Tous les moyens sont bons pour surveiller les
protestants. A Bourdeaux, les armées du Roi occupèrent longtemps le village.
Ces troupes logeaient dans des familles quelques temps avant de repartir
guerroyer en Italie, ou alors elles sont de simple passage. Ce moyen consistait
à faire supporter le poids de l’occupation par les habitants. Paul Cavet a logé
les sieurs La Chaine et La Fontaine trois jours (du 16 au 19 juin 1663) et durant
six semaines (du 1er juillet
au 13 août 1663).
Le 28 août 1683, les dragons marchèrent sur Bourdeaux car
un grand rassemblement de protestants se tenait dans la forêt de Saoû, et
l’ayant trouvé vide, ils se dirigèrent vers le hameau de Bourelles, à la
lisière de Bézaudun. On dénombra plus d’une centaine de morts, principalement
des Bourdelois. Ceux qui ne se sont pas fait tuer ont dû partir, contraints à
l’exil, car ils savent que se rendre, c’est mourir. En septembre, le Roi fit
prononcer une amnistie afin d’apaiser les esprits. Le
Temple de Bourdeaux est alors rasé, et les protestants sont invités à abjurer
leur foi. Tous les temples de la région sont détruits, à part celui du Poët
Laval, près de Dieulefit, qui servait de maison commune, c'est-à-dire de mairie (c’est aujourd’hui le
Musée du Protestantisme Dauphinois). C’est pour cela que Louis XIV pense qu’il n’y a plus
aucun protestant dans son royaume. Les occupations des troupes royales se sont
intensifiées pour surveiller les villageois, à Bourdeaux notamment,
continuellement espionnés. Ces derniers sont habitués à la vie double, et cela
ne change pas grand-chose à leur sort.
Musée du Protestantisme Dauphinois au Poët Laval
La Révocation de l’Edit de Nantes ne modifie pas non plus
la vie des protestants de Bourdeaux, dans les faits. Cet Edit de Fontainebleau
du 22 octobre 1685 est signé par Louis XIV qui semble persuadé que tous
les protestants se sont convertis : l’édit promulgué par son aïeul n’a
donc plus de raison d’être. Les dispositions de cette loi portent sur les
personnes. Les pasteurs sont contraints à l’exil, les protestants sont censés
s’être tous convertis, on leur interdit l’exil. Mais dans la réalité, c’est
l’inverse qui se produit. Eugène Arnaud estime que le nombre de fugitifs
dauphinois s’élevait à environ vingt milles personnes.

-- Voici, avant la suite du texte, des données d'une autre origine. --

PR #1915, opened 2017-07-19
move travis r_packages and r_github_packages to Remotes field of Description

pat-s:
as suggested in https://github.com/travis-ci/travis-ci/issues/8107#issuecomment-316369135

### DIFF
--- a/.travis.yml
+++ b/.travis.yml
@@ -23,16 +23,6 @@ env:
 warnings_are_errors: true
 r_check_args: "--as-cran --run-donttest"
 
-r_packages:
-  - roxygen2
-
-r_github_packages:
-  - berndbischl/BBmisc
-  - berndbischl/parallelMap
-  - berndbischl/ParamHelpers
-  - RevolutionAnalytics/quickcheck/pkg
-  - jimhester/lintr
-
 before_install:
   # we want to see libpaths and installed packages from cache
   - Rscript -e 'message("LIBPATHS:"); .libPaths()'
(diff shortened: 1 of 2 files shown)


larskotthoff:
Thanks, merging.

berndbischl:
> The remotes field has to be removed prior to CRAN release though: https://github.com/hadley/devtools/blob/master/vignettes/dependencies.Rmd#cran-submission

arg shit. @mllg can we do this in rt ?

mllg:
Do we need the Remotes? Everything except quickcheck is on CRAN. 

We could just skip the respective tests if quickcheck is not installed, and drop the Remotes.

berndbischl:
well the link to the travis thread explains that this will enable the cache. so there is an advantage.
i just dont want to manually remember and remove those lines before a release

regarding quickcheck: we dont use that anyway.

berndbischl:
but we need a decision here: either drop the field now from DESC or rt supports removal with "rbuild"

mb706:
reminder that CRAN `lintr` doesn't work.

pat-s:
also just right now saw the [verification](https://github.com/travis-ci/travis-ci/issues/8107#issuecomment-316480737) that it has to be reverted before a CRAN release

mllg:
> reminder that CRAN lintr doesn't work.

You can still explicitly install it via `r_github_packages`. If it is not compatible with CRAN, we should not use it IMHO.

larskotthoff:
Ok, so revert this?

berndbischl:
> Ok, so revert this?

i think that is the best option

Les huguenots n’ont alors plus d’état civil, ils n’ont plus d’identité
juridique. Leur seul recours est de faire bénir leur mariage par le curé qui
accepte en précisant bien que les époux sont des nouveaux convertis.
De même, ils doivent faire baptiser leurs enfants à l’église catholique pour
que ces derniers puissent être légitimes. Ces dispositions sont primordiales
pour la transmission du patrimoine familial qui ne peut avoir lieu sans état
légitime.
Le seul moyen pour échapper à la répression des dragons
était de fuir à l’étranger, dans les pays du Refuge, comme la Suisse, les
Pays-Bas ou l’Allemagne. Ceux qui restent sur place sont obligés de se
soumettre à la législation. Mais en réalité, on observe une résistance farouche
à l’égard du pouvoir : c’est la période du Désert.
Les populations supposées être protestantes furent très
surveillées à partir de la Révocation. Il arrivait que des assemblées réunies
pour le culte soient découvertes et que leurs participants soient arrêtés et
emprisonnés. C’est le cas par exemple pour le dieulefitois Abraham Soubeyran
emprisonné à Grenoble en mai 1745.
Quand ils ne sont pas envoyés en prison, on les condamne
aux galères. Gaston Barnier, historien de Bourdeaux, apporte une liste des dix
galériens du village. Ces données sont issues d’un
recensement des galériens établi par le Musée du Protestantisme Dauphinois
comportant deux cent cinquante-sept noms pour tout le Dauphiné. On ne trouve
aucun Cavet, mais il y a un galérien qui nous intéresse particulièrement :
Jean Julian fils de Paul et de Blanche Rouvière, mari de Geneviève Bertrand, du lieu de Bourdeaux en Dauphiné, cardeur de laine âgé de quarante ans (…) condamné aux galères à vie pour assemblée illicite à Venterol, arrêté le 1er janvier 1689, jugé le 28 février, libéré le 7 mars 1714.
Jean Julian et Geneviève Bertrand sont les parents
d’Isabeau, née vers 1687, et décédée le 21 mai 1747 à Bourdeaux, qui épouse
Louis Cavet, fils de Louis et de Dauphine Dalmas (Contrat du 13 avril
1723, AD Drôme, 2 E 17136, Maître Brenat).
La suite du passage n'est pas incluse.